**SUPPLIED MATERIAL**
PR #3650, opened 2026-08-21
Upgrade to Go 1.26

### LINKED ISSUE #3649: Upgrade to Go 1.26
Go 1.27 was released on August 19. Per Go's release policy, this meant the end of support for 1.25.

In #3641 (only on the `v7.26.x` branch), we hacked around this by enabling CI/CD to download unsupported versions of the Go toolchain.

For v7.27.x and going forward, we should address this properly.

brianaydemir:
Closes #3649. 

## Summary

The Go language version for Pelican, specified in `go.mod`, has been updated to 1.26.

We do **not** explicitly specify a toolchain version. The directive requires pinning to a specific release, and it is an intentional design choice that we want CI/CD to automatically pick up the most recent version of the toolchain. CI/CD _already_ works like this; I state it here only for emphasis.

While not strictly necessary, it is worth keeping the version of golangci-lint we use up-to-date with respect to the Go version, so that's been updated to v2.12.2 here. (v2.13 is technically available, but it's been out only for a few days. I'm opting to let other projects find any serious bugs in it.)

## Details

The release notes for Go 1.26 are at https://go.dev/doc/go1.26.

Between me and Claude, it would seem that no code in Pelican needs updating for 1.26 specifically. Deprecations in [`crypto/ecdsa`](https://go.dev/pkg/crypto/ecdsa/) are worth addressing, but in separate issues and PRs.

As such, most of the actual changes on this PR relate to golangci-lint:

- The upgrade itself caught deprecated uses of `reflect.Ptr`.

- It dawned upon me to check whether the configuration for golangci-lint accounted for the client/server split (#3343). It did not, so that lead to a round of configuration updates and minor tweaks to code (mostly cleaning up imports).

- The pre-commit hook's configuration has been updated to check the same set of files as the GitHub Action — namely, the entire repository. Previously, it checked only the currently staged changes.

It also turns out that the one function in `local_cache/cache_size_windows.go` had some bugs. Some tool half-fixed them; I opted to fix the rest (that I saw).

## Testing

Aside from the usual smoke tests, we'll need to keep an eye on memory usage in production-like scenarios because the Go runtime [switched to a new garbage collector](https://go.dev/doc/go1.26#new-garbage-collector).


h2zh:
Hi Brian! I'd like to confirm the Go upgrade strategy here.

Go 1.25 support ended on Aug 19, 2026, so `go.dev/dl/?mode=json` no longer lists a 1.25 toolchain and [Build and Test / Cache amd64 layers](https://github.com/PelicanPlatform/pelican/actions/runs/32423166384/job/96601866834?pr=3648) fails on every PR opened against main since then.

Just to confirm the intended split: #3641 (include=all) fixes the 7.26 release branches that stay on 1.25, and this PR fixes main by moving to 1.26? If so, I'll prioritize reviewing this to unblock main CI.

brianaydemir:
@h2zh At the moment, I think we do **not** want to backport this PR to v7.26. That decision might change if we have to do significantly more development on the branch, or if a Go-related security issue pops up.

As far as backporting this PR to v7.27 goes, only the first commit is required. The remainder of the commits are to avoid accumulating technical debt.

You might find it easier to review this PR commit by commit. I tried to structure them so that each one takes care of one, self-contained issue. Reading them all at once makes the 22 changed files look somewhat random.

local_cache/cache_size_windows.go
```diff
@@ -14,8 +15,11 @@ func getCacheSize(_ string, _ *CacheDB, _ StorageID) (cacheSize uint64, err erro
...
 		sizeStr = "10GB"
 	}
-	if signedCacheSize, err := units.ParseStrictBytes(param.LocalCache_Size.GetString()); err == nil {
-		cacheSize = uint64(signedCacheSize)
+	var signedCacheSize int64
+	signedCacheSize, err = units.ParseStrictBytes(sizeStr)
+	if err != nil {
+		return
 	}
+	cacheSize = uint64(signedCacheSize)
```
h2zh, line 23: It would be nice to add an one-line guard `if signedCacheSize < 0`

h2zh (approved):
LGTM after small tweaks. Thanks for orchestrating this PR!

Minor typo in the commit message: in commit a6d05802e3feb797c6e261d1b280d51138258e08, "becomes" should be "because".

local_cache/cache_size_windows.go
brianaydemir: This a good thought, but the non-Windows (i.e., Linux and macOS) version has the same fault:

https://github.com/PelicanPlatform/pelican/blob/fa12d642df07bf9b2fce0f3059fcb24001eacbb4/local_cache/cache_size_unix.go#L45-L50

At this point, I'm willing to say that if an admin configures a negative size, they should be more careful.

**WORK INSTRUCTION**
Scan the entries and show every line in which the word "confirm" is found.

**ANSWER TO THIS TASK**
Hi Brian! I'd like to confirm the Go upgrade strategy here.
Just to confirm the intended split: #3641 (include=all) fixes the 7.26 release branches that stay on 1.25, and this PR fixes main by moving to 1.26? If so, I'll prioritize reviewing this to unblock main CI.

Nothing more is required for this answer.